§ **WORK REQUEST**:
Copy out each line of the entries below in which the string "atuchin" appears.

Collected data
..........

PR #103, opened 2024-08-21
Test gpu action

ValerianRey:
Just to test if we can manage to use a free gpu runner on github


ValerianRey:
It does not work: there is not free runner with the "gpu" label...

PR #736, opened 2023-09-08
Increase ModuleFileNamePatch to 100% on beta&nightly. (#735)

boocmp:


kjozwiak (approved):

PR #744, opened 2023-09-14
npm run serve:dev allows hot-reloading dev experience

petemill:
Starts web server, frontend gets changes as soon as files are saved. Uses webpack for typescript compilation. Puts all html and bundle output at src/web/public/ path


src/package.json
```diff
@@ -29,9 +29,11 @@
     "protobufjs": "^7.2.4",
     "protobufjs-cli": "^1.1.2",
     "style-loader": "^3.3.3",
+    "ts-loader": "^9.4.4",
```
atuchin-m, line 32: thanks.
I also used ts-loader, but decided to cut it, because we already use `tsc` for tracker.

src/web/webpack.config.js
```diff
@@ -34,6 +46,18 @@ module.exports = {
           name: '[name].[ext]',
         },
       },
+      {
+        test: /\.tsx?$/,
+        use: [
+          {
+            loader: require.resolve('ts-loader'),
```
atuchin-m, line 53: What `tsconfig.json` we use here?
If `src/tsconfig.json` then we could cut `src/bundle/tsconfig.json`.

atuchin-m (approved):

PR #749, opened 2023-09-25
Rollout TabSwitch by Default to 100% in Nightly on Desktop

fallaciousreasoning:

PR #750, opened 2023-09-25
Rollout TabSwitch by Default to 100% in Nightly on Desktop

fallaciousreasoning:
Staging PR https://github.com/brave/brave-variations/pull/749

### DIFF
--- a/seed/seed.json
+++ b/seed/seed.json
@@ -74,6 +74,34 @@
                 {
                     "feature_association": {
                         "enable_feature": [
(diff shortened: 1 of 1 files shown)


kjozwiak (approved):
Uplift into `production` approved after deliberating with @brave/uplift-approvers. QA has verified the change on `Nightly` using `Win` on `staging` as per https://github.com/brave/brave-variations/pull/749#issuecomment-1745840331.

PR #800, opened 2023-11-03
Increase AI Chat enabled to 50% (uplift #799)

petemill:
Uplift https://github.com/brave/brave-variations/pull/799 from staging


kjozwiak (approved):

PR #814, opened 2023-11-08
Update for 1.60 which will show the Whats New page for folks

bsclifton:
Will show for anyone who was on version 1.59 or earlier

Will not show for people whose first version of Brave was 1.60.110 (since 1.60.110 and 1.60.114 are the same MAJOR version)

### DIFF
--- a/seed/seed.json
+++ b/seed/seed.json
@@ -2048,7 +2048,7 @@
                     "parameters": [
                         {
                             "name": "target_major_version_stable",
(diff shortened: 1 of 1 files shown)


kjozwiak (approved):
Uplift into `production` approved 👍 QA has verified the PR on Nightly as per https://github.com/brave/brave-variations/pull/812#issuecomment-1802519400.

PR #834, opened 2023-11-21
max_version for BraveAIChatEnabledStudy

petemill:
`BraveAIChatEnabledStudy` is at 100% and is enabled by default in brave-core via https://github.com/brave/brave-core/pull/20982, so set a `max_version` where that has landed


kjozwiak (approved):

PR #852, opened 2023-12-19
TTS enabled in release [25%].

boocmp:
https://github.com/brave/brave-variations/issues/851


kjozwiak (approved):

PR #853, opened 2023-12-19
TTS enabled in release [25%].

boocmp:
Resolves https://github.com/brave/brave-variations/issues/851


kjozwiak (approved):
LGTM 👍 Simple increase so there's not much that needs to be checked in terms of QA verification.

PR #868, opened 2024-01-15
[Brave News]: Enable FeedV2 in Release 1.62

fallaciousreasoning:
@kjozwiak I'd like to enable this just in 1.62.x but they're both on the same Chromium version, as best I can tell

### DIFF
--- a/seed/seed.json
+++ b/seed/seed.json
@@ -75,6 +75,35 @@
                 {
                     "feature_association": {
                         "enable_feature": [
+                            "BraveNewsFeedUpdate"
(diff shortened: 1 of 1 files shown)


kjozwiak (approved):
LGTM 👍 Going to run through the above via `staging` and then we'll get a PR going for `production` and set it at `10%` which will be merged once `1.62.x` goes live.

fallaciousreasoning:
PR for enabling in 10% of Release:
https://github.com/brave/brave-variations/pull/881

Issue #874, opened 2024-01-17
Enable playlist android on nightly [Prod]


deeppandya:
Enable Playlist and PlaylistFakeUA features for Android on Nightly.

PR #873, opened 2024-01-16
Add playlist android study for Beta/Nightly on Staging

deeppandya:
https://github.com/brave/brave-variations/issues/872

PR #875, opened 2024-01-17
Add playlist android study for Nightly on Prod

deeppandya:
https://github.com/brave/brave-variations/issues/874

### DIFF
--- a/seed/seed.json
+++ b/seed/seed.json
@@ -2757,8 +2757,7 @@
             ],
             "filter": {
                 "channel": [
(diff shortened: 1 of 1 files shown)


kjozwiak (approved):
Uplift into `production` approved after deliberating with @brave/uplift-approvers. QA has verified the above PR(s) on `staging` using `Nighty` via `1.64.x` & `BETA` via `1.63.x` as per https://github.com/brave/brave-variations/pull/873#issuecomment-1905236855.

PR #884, opened 2024-01-22
Fix CI check `fmt` for trailing \n in seed.json

mherrmann:
The previous implementation flagged a trailing newline in seed.json as an error. Now, the file is normalized and expected to end in this way. This makes sure that editors that automatically append a newline do not cause accidental CI failures.

Resolves https://github.com/brave/devops/issues/11128.


mihaiplesa (approved):

kjozwiak:
@mherrmann @mihaiplesa do we need to get this into `production` as well? Or did this just affect `main`?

..........

§ **EXERCISE SOLUTION**:
atuchin-m, line 32: thanks.
atuchin-m, line 53: What `tsconfig.json` we use here?
atuchin-m (approved):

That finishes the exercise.